Hong Kong’s stock valuation could rise
Institutions generally maintain a positive attitude towards investment opportunities in the Hong Kong stock market outlook. Debon Fund believes that the current attractiveness of the Hong Kong stock market for funds has begun to manifest itself. Next year, with the basic orientation and increased investment objectives in the “new economy”, there is still room for an increase in the valuation of Hong Kong shares.

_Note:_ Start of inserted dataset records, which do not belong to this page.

PR #9162, opened 2026-03-10
Fixes a boundary issue when indexing SDF

### LINKED ISSUE #9101: SDMolSupplier length/indexing regression in 2025.09.5 when "$$$$\n" crosses 64KiB chunk boundary
Hi RDKit team,

I found a bug in `SDMolSupplier` on `2025.09.5` that appears related to the buffered indexing change from PR #9010.

## Summary

When using:

```python
sup = Chem.SDMolSupplier(path, removeHs=False)
for i, mol in zip(range(len(sup)), sup):
    ...
```

`len(sup)` triggers index building, and if an SDF record separator `$$$$` is at the end of a 65536-byte chunk while its trailing `\n` is in the next chunk, parsing of a later molecule can fail with:

- `ERROR: Counts line too short: ''`
- `ERROR: moving to the beginning of the next molecule`

## Reproduction
`rdkit_bug_buffer.sdf` is attached (pls remove the .txt suffix).

```python
from rdkit import Chem
import rdkit

print(rdkit.__version__)  # 2025.09.5

fp = "rdkit_bug_buffer.sdf"

# A: direct streaming iteration (works)
sup = Chem.SDMolSupplier(fp, removeHs=False)
print([i for i, m in enumerate(sup) if m is None])  # []

# B: len()+iteration (fails)
sup = Chem.SDMolSupplier(fp, removeHs=False)
L = len(sup)
print(L)  # 2
print([i for i, m in zip(range(L), sup) if m is None])  # [1]
```

## Version comparison

- `2025.09.5`: reproduces
- `2025.09.4`: does not reproduce with the same file and code
- `2025.09.3`: does not reproduce with the same file and code

## Suspected root cause

In `SDMolSupplier::buildIndexTo()`, when `$$$$` is found near the end of a buffer:

```cpp
char *nlPos = match + 4;
while (nlPos < bufEnd && *nlPos != '\n') ++nlPos;
if (nlPos < bufEnd) ++nlPos;
```

If `\n` is in the next chunk, `nlPos == bufEnd`, so `++nlPos` is not executed. Then the newline start is "\n", not the real new line start. This causes downstream Mol block misalignment and the `"Counts line too short"` parse error.

[rdkit_bug_buffer.sdf.txt](https://github.com/user-attachments/files/25203459/rdkit_bug_buffer.sdf.txt)

bp-kelley:
Fixes #9101

### DIFF
--- a/Code/GraphMol/Wrap/rough_test.py
+++ b/Code/GraphMol/Wrap/rough_test.py
@@ -8687,7 +8687,7 @@ M  END
 
   def testGithub9101(self):
     fileN = os.path.join(RDConfig.RDBaseDir, 'Code', 'GraphMol', 'FileParsers', 'test_data',
-                         'rdkit_chunk_boundary_bug.sdf.txt')
+                         'rdkit_chunk_boundary_bug.sdf')
     sdSup = Chem.SDMolSupplier(fileN)
     mols = list(sdSup)
     self.assertEqual(len(mols[0].GetPropsAsDict()["comment"]), 65369)


bp-kelley:
This was a regression caused in #9010  to trigger the bug takes a particularly well crafted SDF file and was lucky to have been spotted by @kongexp

Code/GraphMol/FileParsers/testMolSupplier.cpp
```diff
@@ -2704,4 +2704,16 @@ TEST_CASE("Read SD properties till last '>'") {
   auto m2 = supplier.next();
   REQUIRE(m2);
   CHECK(m2->hasProp(prop_name));
-}
\ No newline at end of file
+}
+
+TEST_CASE("github9101 - $$$$ at buffer end") {
+  std::string infile = rdbase + "/Code/GraphMol/FileParsers/test_data/rdkit_chunk_boundary_bug.sdf.txt";
```
ricrogz:
```suggestion
  std::string infile = rdbase + "/Code/GraphMol/FileParsers/test_data/rdkit_chunk_boundary_bug.sdf";
```

Code/GraphMol/Wrap/rough_test.py
```diff
@@ -8685,6 +8685,14 @@ def testVerifyWedges(self):
                     if b.GetBondDir() in (Chem.BondDir.BEGINWEDGE, Chem.BondDir.BEGINDASH))
     self.assertEqual(numWedges, 1)
 
+  def testGithub9101(self):
+    fileN = os.path.join(RDConfig.RDBaseDir, 'Code', 'GraphMol', 'FileParsers', 'test_data',
+                         'rdkit_chunk_boundary_bug.sdf.txt')
```
ricrogz:
```suggestion
    fileN = os.path.join(RDConfig.RDBaseDir, 'Code', 'GraphMol', 'FileParsers', 'test_data',
                         'rdkit_chunk_boundary_bug.sdf')
```

Code/GraphMol/FileParsers/testMolSupplier.cpp
bp-kelley: Indeed I uploaded the wrong one...

bp-kelley:
@ricrogz I uploaded the wrong one :)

Industrial Securities Zhang Yidong also said Hong Kong shares will not continue to maintain a low valuation. In terms of short and medium-term investment styles, this year’s global market growth style has outperformed its value; in addition, the national economy has entered a high-quality development stage, and the long-term development trend of advanced consumption, technology, medicine and production with growth flexibility is clear. The high growth phase of traditional industries is over. In the future, it could be restored to a reasonable valuation level. Matching the traditional industry leader in the Hong Kong stock market, it will also experience a value appreciation phase. At the same time, the compilation methods of the Hang Seng China Enterprise Index and this year’s Hang Seng Index will be adjusted and future technology will be included in greater weight. The compilation of the index keeps pace with the times and reflects new economic trends and valuations will also change.
Li Yaozhu, head of the GF Fund’s International Business Department, is relatively optimistic about investment opportunities in the Internet sector in Hong Kong stocks and said that when Chinese Internet companies are listed in Hong Kong, the quality of business growth will be improved. . Because the digital transformation on the continent will rely on these companies for structured data applications. Furthermore, the stricter regulation of the Internet industry will promote the industry to become more standardized and develop stronger momentum.